→ **HOW TO COMPLETE THIS TASK**
Whenever a line in the entries includes the word "span", copy that line out.

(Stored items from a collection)
****************

PR #1359, opened 2026-08-04
feat(effect)!: drop the dead inversion validator that contradicted the live one

### LINKED ISSUE #1358: effect::validate_inversion is dead public API that contradicts the live inversion validator
`effect::validate_inversion` is dead public API whose convention contradicts the live inversion validator.

## Two validators, opposite conventions

ferro validates an inline `inv` sequence in two places that disagree about what that sequence *means*.

**The live one** — `normalize::validate::validate_sequence`, reached from `normalize/validate.rs:133-136`'s `NaEdit::Inversion { sequence }` arm — compares the stated bases against the **reference span itself** (`src/normalize/validate.rs:581+`, `actual_bytes = &ref_seq[start_idx..end_idx]`). Measured on the `tests/it/issue_280_refseqmismatch_corrected_flag.rs` fixture (`c.1..c.4 = ATGC`):

```
NM_TEST.1:c.1_2invAT     -> NM_TEST.1:c.1_2=          0 warnings   (states the reference -> valid)
NM_TEST.1:c.1_2invAA     -> RefSeqMismatch { stated_ref: "AA", actual_ref: "AT" }
NM_TEST.1:c.20_22invAAA  -> RefSeqMismatch { stated_ref: "AAA", actual_ref: "TTT" }
```

So the live convention is "the inline sequence restates the reference bases", exactly as `del<seq>` and `dup<seq>` do.

**The dead one** — `effect::validate_inversion` (`src/effect/mod.rs:911`) — compares the provided sequence against the **reverse complement** of the reference (`:927-929`). For a non-palindromic span these give opposite verdicts: with reference `AG`, the live validator wants `invAG` and the `effect` one wants `invCT`.

`effect::validate_inversion` and `InversionValidation` have **no callers** anywhere — not in `src/`, `tests/`, `examples/`, `benches/`, or the Python bindings, and `InversionValidation` is not re-exported from `lib.rs`. They are reachable only as public API via `pub mod effect` (`src/lib.rs:40`).

## Why now

#1356 (issue #1347) fixed a T/U comparison bug in `effect::validate_inversion` and added a "What `Valid` asserts" doc block specifying its semantics. That was a genuine latent defect, but it polished the dead validator and **formally documented the divergent convention**, which entrenches it rather than resolving it.

Two things worth recording from that work:

- The live path does **not** share the T/U bug — verified, `r.1_2invau` validates with zero warnings, so the `r.` lowering already folds `U` to `T` before validation. #1356's fix was correct but confined to dead code.
- Per the spec, `inv` has **no inline sequence at all**: `assets/hgvs-nomenclature/docs/syntax.yaml` defines DNA and RNA `inv` as `range "inv"` / `positions "inv"`, with no sequence and no length. ferro's `invATG` / `inv3` are leniency extensions, so neither convention is spec-mandated — but the live one is the coherent choice, matching how every other edit's inline sequence behaves.

## Options

1. **Delete** `effect::validate_inversion` and `InversionValidation`. They are dead, contradict the live path, and the spec does not define the construct they validate. A breaking change, but the enum already took one in #1356 (`#[non_exhaustive]`), and #1247 is an open v0.12.0 release.
2. **Reconcile** — reorient `effect::validate_inversion` onto the live convention (compare against the reference span, not its reverse complement) and keep it as a public helper. Preserves the API but leaves two implementations of one rule.
3. **Leave it**, and document the divergence explicitly at both sites so nobody adopts the `effect` one by accident.

Option 1 is the recommendation: a public validator that disagrees with the validator ferro actually uses is a trap for the first caller who finds it.

## Related

- #1347 / #1356 — the T/U fix and the doc block that specified the dead convention.
- The `("AN","NN")` subsumption question is adjacent and deliberately unresolved: `validate_inversion` implements *equality* of IUPAC code strings, so `("AN","NN")` is a mismatch even though every concrete instantiation of `AN` reverse-complements into something `NN` denotes. If option 1 is taken this becomes moot; under 2 or 3 it should be decided and written down.

nh13:
Closes #1358

Removes `effect::validate_inversion` and `effect::InversionValidation` — dead public API whose convention contradicted the validator ferro actually runs.

## Two validators, opposite answers

**The live one**, `normalize::validate::validate_sequence`, reached from `normalize/validate.rs`'s `NaEdit::Inversion { sequence }` arm, compares the stated bases against the **reference span itself** — the same convention `del<seq>` and `dup<seq>` use. Measured on the `issue_280` fixture (`c.1..c.4 = ATGC`):

```
c.1_2invAT     -> c.1_2=                                     0 warnings
c.1_2invAA     -> RefSeqMismatch { stated_ref: "AA",  actual_ref: "AT" }
c.20_22invAAA  -> RefSeqMismatch { stated_ref: "AAA", actual_ref: "TTT" }
```

**The deleted one** compared against the **reverse complement**. For any non-palindromic span the two returned opposite verdicts — with reference `AG`, the live validator wants `invAG`, this one wanted `invCT`.

It had no callers in `src/`, `tests/`, `examples/`, `benches/`, or the Python bindings, and the enum was not re-exported from `lib.rs`. Reachable only as public API via `pub mod effect`.

## Why delete rather than reconcile

The spec does not favour the deleted convention: `inv` has **no inline sequence at all** — `assets/hgvs-nomenclature/docs/syntax.yaml` defines DNA and RNA `inv` as `range "inv"` / `positions "inv"`. ferro's `invATG` is a leniency extension, so neither convention is mandated, and the live one is the coherent choice because every other edit's inline sequence restates the reference.

Keeping a second, contradictory implementation of one rule only preserves a trap for the first caller who finds the wrong one.

Deleting also retires two questions #1356 documented rather than answered — neither needs deciding for a function nobody calls:

- what `Valid` asserts (equality of IUPAC code strings vs subsumption — the `("AN","NN")` case, where the provided description is *weaker* than the truth rather than wrong);
- whether the spec's masked-nucleotide `X` validating against itself was a correct answer or an artefact of `reverse_complement`'s pass-through (it was the latter mechanically — `complement_base` does not model `X`, and `("ZZ","ZZ")` returned `Valid` identically).

## The #1356 T/U fix is not lost

That fix was confined to this dead function. The live path was verified to handle `u` already: `NM_TEST.1:r.1_2invau` validates with **zero warnings**, because the `r.` lowering folds `U` to `T` before validation. The retro that surfaced this initially recorded "the live validator has no T/U fold" as a defect; probing it disproved that, which is why this PR is a deletion and not a second T/U fix.

## Verification

- `FERRO_ASSERT_IDEMPOTENT=1 FERRO_ASSERT_REPARSE=1 cargo nextest run --features dev --no-fail-fast` — **9186 passed, 146 skipped, 0 failed**.
- Repo-wide `grep` for `validate_inversion|InversionValidation` returns **0** hits.
- `test_reverse_complement` is retained (it exercises the shared `sequence::reverse_complement`, not the deleted validator); its section header is retitled since it no longer sits under inversion-validation tests.

**Oracle movement:** none. The 8 removed tests all exercised the deleted API exclusively; no test of retained behaviour was changed, relaxed, or re-blessed.

**Semver:** typed `feat!` with a `BREAKING CHANGE:` footer. `release-plz.toml` sets `features_always_increment_minor = true`, so `fix` would map to a patch — a public removal must not ship in one.


nh13:
@coderabbitai review

nh13:
@coderabbitai pause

****************

→ **TASK RESPONSE**
**The live one** — `normalize::validate::validate_sequence`, reached from `normalize/validate.rs:133-136`'s `NaEdit::Inversion { sequence }` arm — compares the stated bases against the **reference span itself** (`src/normalize/validate.rs:581+`, `actual_bytes = &ref_seq[start_idx..end_idx]`). Measured on the `tests/it/issue_280_refseqmismatch_corrected_flag.rs` fixture (`c.1..c.4 = ATGC`):
**The dead one** — `effect::validate_inversion` (`src/effect/mod.rs:911`) — compares the provided sequence against the **reverse complement** of the reference (`:927-929`). For a non-palindromic span these give opposite verdicts: with reference `AG`, the live validator wants `invAG` and the `effect` one wants `invCT`.
2. **Reconcile** — reorient `effect::validate_inversion` onto the live convention (compare against the reference span, not its reverse complement) and keep it as a public helper. Preserves the API but leaves two implementations of one rule.
**The live one**, `normalize::validate::validate_sequence`, reached from `normalize/validate.rs`'s `NaEdit::Inversion { sequence }` arm, compares the stated bases against the **reference span itself** — the same convention `del<seq>` and `dup<seq>` use. Measured on the `issue_280` fixture (`c.1..c.4 = ATGC`):
**The deleted one** compared against the **reverse complement**. For any non-palindromic span the two returned opposite verdicts — with reference `AG`, the live validator wants `invAG`, this one wanted `invCT`.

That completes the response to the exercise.